In the cheap seats where murder breeds
Somebody is out of breath
Sleep is a luxury they don't need
- a sneak preview of death
Belladonna is your flower
Manslaughter your meat
Spend a year in a couple of hours
On the edge of Beasley Street

Where the action isn't
That's where it is
State your position
Vacancies exist
In an X-certificate exercise
Ex-servicemen excrete
Keith Joseph smiles and a baby dies
In a box on Beasley Street

From the boarding houses and the bedsits
Full of accidents and fleas
Somebody gets it
Where the missing persons freeze
Wearing dead men's overcoats
You can't see their feet
A riff joint shuts - opens up
Right down on Beasley Street

Cars collide, colours clash
Disaster movie stuff
For a man with a Fu Manchu moustache
Revenge is not enough
There's a dead canary on a swivel seat
There's a rainbow in the road
Meanwhile on Beasley Street
Silence is the code

Hot beneath the collar
An inspector calls
Where the perishing stink of squalor
Impregnates the walls
The rats have all got rickets
They spit through broken teeth
The name of the game is not cricket
Caught out on Beasley Street

The hipster and his hired hat
Drive a borrowed car
Yellow socks and a pink cravat
Nothing La-di-dah
OAP, mother to be
Watch the three-piece suite
When shit-stoppered drains
And crocodile skis
Are seen on Beasley Street

The kingdom of the blind
A one-eyed man is king
Beauty problems are redefined
The doorbells do not ring
A lightbulb bursts like a blister
The only form of heat
Here a fellow sells his sister
Down the river on Beasley Street

The boys are on the wagon
The girls are on the shelf
Their common problem is
That they're not someone else
The dirt blows out
The dust blows in
You can't keep it neat
It's a fully furnished dustbin,
Sixteen Beasley Street

Vince the ageing savage
Betrays no kind of life
But the smell of yesterday's cabbage
And the ghost of last year's wife
Through a constant haze
Of deodorant sprays
He says retreat
Alsations dog the dirty days
Down the middle of Beasley Street

People turn to poison 
Quick as lager turns to piss
Sweethearts are physically sick
Every time they kiss.
It's a sociologist's paradise
Each day repeats
On easy, cheesy, greasy, queasy
Beastly Beasley Street

Eyes dead as vicious fish
Look around for laughs
If I could have just one wish
I would be a photograph
On a permanent Monday morning
Get lost or fall asleep
When the yellow cats are yawning
Around the back of Beasley Street


----------



## basementbugs (Apr 5, 2012)

Here's a new favourite that I just came across for the first time yesterday.
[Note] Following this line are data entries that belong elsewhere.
PR #263, opened 2026-08-29
feat(calendar): Subscribe to the existing Member and Public Google calendars

HexagonStorms:
Item 11. The Community Calendar's "Export Calendar" dropdown had a "Subscribe via webcal" link pointing at the FOG ICS feed (`hub_calendar_export_ics`), which is `@login_required` — so an external calendar app can't authenticate and the subscription silently fails (hits the login page).

## Approach (per Josh)
Reuse the makerspace's **existing** Member and Public Google Calendars (the ones FOG already syncs from) rather than build a new feed. Every Google Calendar exposes a public iCal URL, so Subscribe just links to those.

## Change
- New helper `hub.calendar_entries.google_calendar_subscribe_url(calendar_id)` builds a `webcal://calendar.google.com/calendar/ical/<url-encoded id>/public/basic.ics` link (empty string when unset).
- `community_calendar` view passes `member_calendar_subscribe_url` / `public_calendar_subscribe_url` from `SiteConfiguration.member/public_google_calendar_id`.
- Dropdown relabeled "Export Calendar" -> "Subscribe" with "Subscribe to the Member calendar" and "Subscribe to the Public calendar" (each shown only when its calendar id is set); the one-time .ics download stays. The broken login-gated webcal link is removed.

## Verified
Both prod calendars' public iCal feeds return HTTP 200 + `BEGIN:VCALENDAR`, so the links work out of the box (no Google sharing change needed). Tests: helper URL-encoding + empty case; view renders both links when configured and hides one when its calendar is unset. 59 specs green (calendar_entries + community_events); ruff, mypy, django check, template lint clean.

### DIFF
--- a/core/help_registry.py
+++ b/core/help_registry.py
@@ -75,8 +75,8 @@ HELP_KEYS: dict[str, HelpKeyEntry] = {
     "calendar.subscribe": {
         "title": "Subscribe to the calendar",
         "short_text": (
-            "Add the community calendar to your own calendar app with the .ics link. "
-            "New events show up there automatically."
+            "Subscribe to the Member or Public calendar and it stays in sync in your own "
+            "calendar app, or download a one-time .ics."
         ),
         "article_slug": "community-calendar",
         "anchor": "calendar-subscribe",
--- a/hub/calendar_entries.py
+++ b/hub/calendar_entries.py
@@ -14,6 +14,7 @@ from __future__ import annotations
 from dataclasses import dataclass
 from datetime import date, datetime, timedelta
 from typing import TYPE_CHECKING, Any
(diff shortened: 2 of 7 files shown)


PastLivesReviewBot (approved):
Reviewed and approved by PastLivesReviewBot. Adversarial review + delta re-review passed: webcal URL construction is correct and injection-safe, single-load wiring, template guards and mutation-resistant tests; help article + hover-help copy updated for the new Subscribe UI (screenshot refresh deferred to the capture pipeline, selector unchanged). VERSION held at 1.21.0 for the pre-demo freeze. Meets PLFOG standards.

PR #260, opened 2026-08-29
feat(spaces): taller map, facility guild links, cubby caption

HexagonStorms:
Spaces map polish (part of items 9 & 11).

## Changes
1. **Taller, responsive map.** `.pl-map-viewport` desktop cap goes from `min(60vh, 480px)` to `min(85vh, 900px)` (nearly double), mobile from `min(60vh, 480px)` to `min(70vh, 560px)` (bumped but still nimble). The JS pan-clamp reads live element sizes so it adapts; breakpoint unchanged.
2. **Facility markers link to their guild.** Data migration `0148` sets `MapHotspot.guild` on facility markers that have an obvious guild home: Wood Shop→Woodworking, Metal Shop→Metalworkers, Stage→Events, Ceramics, Gallery→Visual Arts/Gallery, Leather→Leatherwork, Garden Guild→Gardeners. The space-detail modal already renders a "Go to <guild>" link when a marker has a guild, so this is pure data. It only fills markers with no guild (never clobbers a hand-set link) and is fully reversible.
3. **Cubby caption.** Floors that have cubbies show a caption clarifying the S1-x markers are cubby shelves, gated by a new `Floorplan.has_cubbies` property (counted over already-prefetched hotspots, no extra query).

## Verified in browser (local, migration applied)
Map viewport now 612px at 720p (85vh, caps 900px on larger screens); cubby caption renders on Floor 1 only; clicking **Wood Shop** opens the modal with a **Woodworking Guild** link to `/guilds/woodworking-guild/`. All 7 facility links applied correctly.

## Tests
`has_cubbies` spec (true with a cubby marker, false without); 73 space_map_models specs green; ruff, mypy, django check, `makemigrations --check`, template lint all clean. (Migrations are coverage-omitted.)

VERSION held at 1.21.0 (demo freeze).

https://claude.ai/code/session_01Vfk5tQtVqopZVUqMdKu3GT

PR #265, opened 2026-08-30
feat(spaces): edit a space inline from the detail modal (admin)

HexagonStorms:
Item 9 (the in-modal edit half; the map height + guild links + cubby heading shipped in #260). Admins can now edit a space's status, guild link, label, and description straight from the space-detail popup on /spaces/, behind a pencil Edit button, instead of opening the separate "Edit This Map" view.

## Scope
Editable inline: STATUS (available/occupied/maintenance), GUILD link, LABEL, DESCRIPTION. Deliberately NOT price/size (Airtable-owned, read-only) or kind/shape/space (structural, stay in the full map editor). `SpaceDetailEditForm` is a trimmed ModelForm over exactly those four fields.

## Security / integration
- Both GET (render editor) and POST (save) use the SAME admin gate as the existing map editor (`_require_admin` / `_viewing_as_admin` = `request.view_as.is_admin`), so a logged-in non-admin gets 403 and anon gets the login redirect — identical to the placement editor on the same page. A non-admin can't reach it via view-as (the view-as system won't grant a non-admin an admin effective role). Only edits the marker addressed by the URL pk.
- Status changes reuse the existing `_apply_marker_status` helper, so the Space.status write + Airtable push happen exactly as in the map editor (warns, never 500s, on an Airtable outage). No new Airtable code.
- On save the endpoint re-renders the detail panel plus an `hx-swap-oob` map marker and list row, so map + popup + listings stay in sync.
- Note: an actual admin *previewing as a member* sees no pencil (view-as-aware, matching the sibling "Edit the map" link). Intentional for consistency.

## Tests
`describe_inline_space_editing` + `describe_SpaceDetailEditForm`: non-admin GET/POST both 403 and change nothing; admin opens editor + saves status (Airtable push patched + asserted, Space.status changed, recoloured oob marker, panel shows "Occupied") / guild / label / description; status hidden for space-less markers; unchanged status skips the push; invalid save re-renders with errors and saves nothing; 404 unknown; pencil visible to admin, absent for member/guest. 144 space-map specs + 25 space-request specs green; ruff, mypy (pre-push), django check, template lint, makemigrations --check clean. Form only, no migration.

### DIFF
--- a/hub/forms.py
+++ b/hub/forms.py
@@ -3077,6 +3077,54 @@ class MapHotspotEditForm(MapHotspotForm):
             self.fields["status"].initial = self.instance.space.status
 
 
+class SpaceDetailEditForm(forms.ModelForm):
+    """The in-modal, trimmed editor for one marker, opened from the public Spaces map popup.
+
+    The routine-edit path (item 9): an admin edits exactly the four things members read on the
+    space-detail card — ``status``, the ``guild`` link, the ``label`` and the ``description`` —
+    straight from the popup, without opening the full "Edit This Map" placement editor. It is a
+    strict subset of :class:`MapHotspotEditForm`: ``kind``/``shape``/``space`` stay structural
+    (full editor only) and price/size stay read-only (Airtable owns them), so none of them are
+    fields here. Like the placement editor, ``status`` is not a marker field — it lives on the
+    linked :class:`Space` (Airtable's system of record), so the *view* applies it after ``save()``
+    via ``_apply_marker_status`` and the field is ignored for a marker with no space.
+    """
+
+    status = forms.ChoiceField(
+        required=False,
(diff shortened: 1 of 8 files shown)


PastLivesReviewBot (approved):
Reviewed and approved by PastLivesReviewBot. Adversarial review passed: the inline-edit endpoint mirrors the map editor exactly, admin gate is non-bypassable (effective subset of actual; a non-admin can never reach admin via view-as), target scoping is mass-assignment-safe (only status/guild/label/description), status reuses _apply_marker_status (Airtable push, warns not 500s), OOB swaps are marker-scoped and absent on invalid save, 20 mutation-resistant tests pass. Two non-blocking cosmetic nits only. VERSION held at 1.21.0 for the demo freeze. Meets PLFOG standards.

I'm surprised I hadn't read it before, as Bukowski is pretty much one of my favourite writers ever.


more wasted days,
gored days,
evaporated days.

more squandered days,
days pissed away,
days slapped around,
mutilated.

the problem is
that the days add up
to a life,
my life

-Charles Bukowski​

It probably spoke to me so strongly because that's pretty much what my life feels like right now... and has done for well over a decade, to be honest.


----------



## 172harmonic (Jan 19, 2012)

Roses are red, 
bacon is also red,
poems are hard,
bacon.


----------



## ImminentThunder (May 15, 2011)

Nobody Comes

Tree-leaves labour up and down,
And through them the fainting light
Succumbs to the crawl of night.
Outside in the road the telegraph wire
To the town from the darkening land
Intones to travelers like a spectral lyre
Swept by a spectral hand.

A car comes up, with lamps full-glare,
That flash upon a tree:
It has nothing to do with me,
And whangs along in a world of its own,
Leaving a blacker air;
And mute by the gate I stand again alone,
And nobody pulls up there.

~ Thomas Hardy

I love Hardy's poetry. I've also read Tess of the D'Urbervilles and it's one of my favorite books.


----------



## sparklepop (Mar 10, 2012)

*In the Desert*
By Stephen Crane

In the desert
I saw a creature, naked, bestial,
Who, squatting upon the ground,
Held his heart in his hands,
And ate of it.
I said, “Is it good, friend?”
“It is bitter—bitter,” he answered;

“But I like it
“Because it is bitter,
“And because it is my heart.”


----------



## Brian1 (May 7, 2011)




----------



## Soleil (Jan 15, 2011)

This poem sums me up completely:

"The truly creative mind in any field is no more than this:

*A human creature born abnormally, inhumanly sensitive.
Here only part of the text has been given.